S25, said father node is set to non-live-vertex, and the hypothesis node that is generated is set to live-vertex.
Wherein, When obtaining gps data for the first time; Judge according to effective marker position, precision and the number of satellite of said gps data whether these data are effective, when obtaining gps data once more, effective marker position, precision, number of satellite and gps data and the Δ of said gps data tThe range difference of preceding gps data is apart from judging whether these data are effective.

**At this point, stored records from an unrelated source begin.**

PR #298, opened 2018-02-06
SEARCH-605 (Electron - Cannot enable swift search on Windows 7)

keerthi16:
## Description
Electron - Cannot enable swift search on Windows 7
[JIRA-ticket](https://perzoinc.atlassian.net/browse/SEARCH-605)

## Approach
- #### Problem with the code: Windows 7 had permission issue for getting the available disk space 
- #### Fix: Created a new custom execution file which will not throw any permission issue.

Build passing electron-custom-build # 13
screen shot 2018-02-06 at 11 53 22 am

- [X] Unit-Tests
- [X] Documentation
- [ ] Automation-Tests


js/search/utils/checkDiskSpace.js
```diff
@@ -25,17 +25,25 @@ function checkDiskSpace(path, resolve, reject) {
...
-                if (stderr.indexOf("No such file or directory") !== -1) {
+                if (stderr.indexOf("The system cannot find the path specified.") !== -1) {
                     return reject(new Error("No such file or directory : " + error));
                 }
                 return reject(new Error("Error : " + error));
             }
-            let data = stdout.trim().split("\n");
+            let data = stdout.trim().split(",");
+
+            if (data[ 1 ] === "NOTREADY") {
```
VikasShashidhar: Please move these to enums.

js/search/utils/checkDiskSpace.js
```diff
@@ -25,17 +25,25 @@ function checkDiskSpace(path, resolve, reject) {
...
+                return reject(new Error("Error : Disk not ready"));
+            }
+
+            if (data[ 1 ] === "DISKNOTFOUND") {
```
VikasShashidhar: Same with this.

installer/win/Symphony-x64.aip
```diff
@@ -126,6 +126,7 @@
     <ROW Component="cld.node" ComponentId="{D9F74D7B-B2E4-4ED8-A023-A54A98AE3F96}" Directory_="Release_Dir" Attributes="256" KeyPath="cld.node" Type="0"/>
     <ROW Component="d3dcompiler_47.dll" ComponentId="{C7B87C02-3116-43A8-A70B-3592B70E6AC8}" Directory_="APPDIR" Attributes="256" KeyPath="d3dcompiler_47.dll"/>
     <ROW Component="ffmpeg.dll" ComponentId="{A1C4A332-3490-44D8-A5C9-9523889B488B}" Directory_="APPDIR" Attributes="256" KeyPath="ffmpeg.dll"/>
+    <ROW Component="freediskspace.exe" ComponentId="{012071B8-758A-4A24-8A13-A48476F9F6FC}" Directory_="library_Dir" Attributes="0" KeyPath="freediskspace.exe"/>
```
VikasShashidhar: Is there no other way to do this? If not, what operations are this file doing? Can we not use a DLL instead?

@VishwasShashidhar @lneir Can you suggest an alternative if any?

keerthi16: @VikasShashidhar I was using Windows 'Fsutil' before but it had permission issues so thought of using the `DriveInfo.AvailableFreeSpace Property` and created an execution file and now this won't have any permission issue.

js/search/searchConfig.js
```diff
@@ -26,12 +26,15 @@ const libraryPath = isMac ? path.join(macLibraryPath, 'libsymphonysearch.dylib')
 const userConfigFileName = 'search_users_config.json';
 const userConfigFile = isDevEnv ? path.join(__dirname, '..', '..', userConfigFileName) : path.join(userData, userConfigFileName);
 
+const freeDiskSpace = path.join(winLibraryPath, 'free-disk-space.exe');
```
lneir: i see we are checking in a binary file.
why do we need it?  what does it do?
where are we getting this binary file from?
do we trust it?
assume only runs on windows???
will it run on all windows platforms?  does it have DLL dependencies?

keerthi16: @lneir 
1. Before I was using the `fsutils` Which requires admin rights to execute (details in this [link](https://docs.microsoft.com/en-us/windows-server/administration/windows-commands/fsutil))
2. Here is the [link](https://msdn.microsoft.com/en-us/library/system.io.driveinfo.availablefreespace(v=vs.110).aspx?cs-save-lang=1&cs-lang=csharp#code-snippet-2) for checking the `AvailableFreeSpace` code in C#.
I'm using this code and made some changes as per required and compiled using `csc` [link](https://docs.microsoft.com/en-us/dotnet/csharp/language-reference/compiler-options/command-line-building-with-csc-exe).
3. And the binary only check for free disk space for the provided drive name.
4. As it does not require any dependency and only using system.io which works on all windows platform.

lneir: where is the source code?  we should have this in a repo and have builds setup to provide exe.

Wherein, if to suppose that node j is that father node generates new hypothesis node, the step that then generates new hypothesis node among the step S3 is specially: state and automobile current state according to said hypothesis node j generate new hypothesis node.
Wherein, the step of the said weight of calculating is following among the step S4:
Suppose G n, A n, O nThe mileage number that gps coordinate when being illustrated respectively in t=n, automobile deflects angle and automobile are passed by, the current path h that possibly belong to of automobile during to any t=n uses X kThe position and the automobile steering information of hypothesis node when being illustrated in t=k, then the weight calculation formula of path h is following:
P ( h | G 1 , A 1 , O 1 , . . . , G n , A n , O n )
= P ( G n | X n ) P ( A n , O n | X n - 1 , X n ) P ( X n | X n - 1 ) P ( G n , A n , O n ) · P ( h 0 | G 1 , A 1 , O 1 , · · · , G n - 1 , A n - 1 , O n - 1 )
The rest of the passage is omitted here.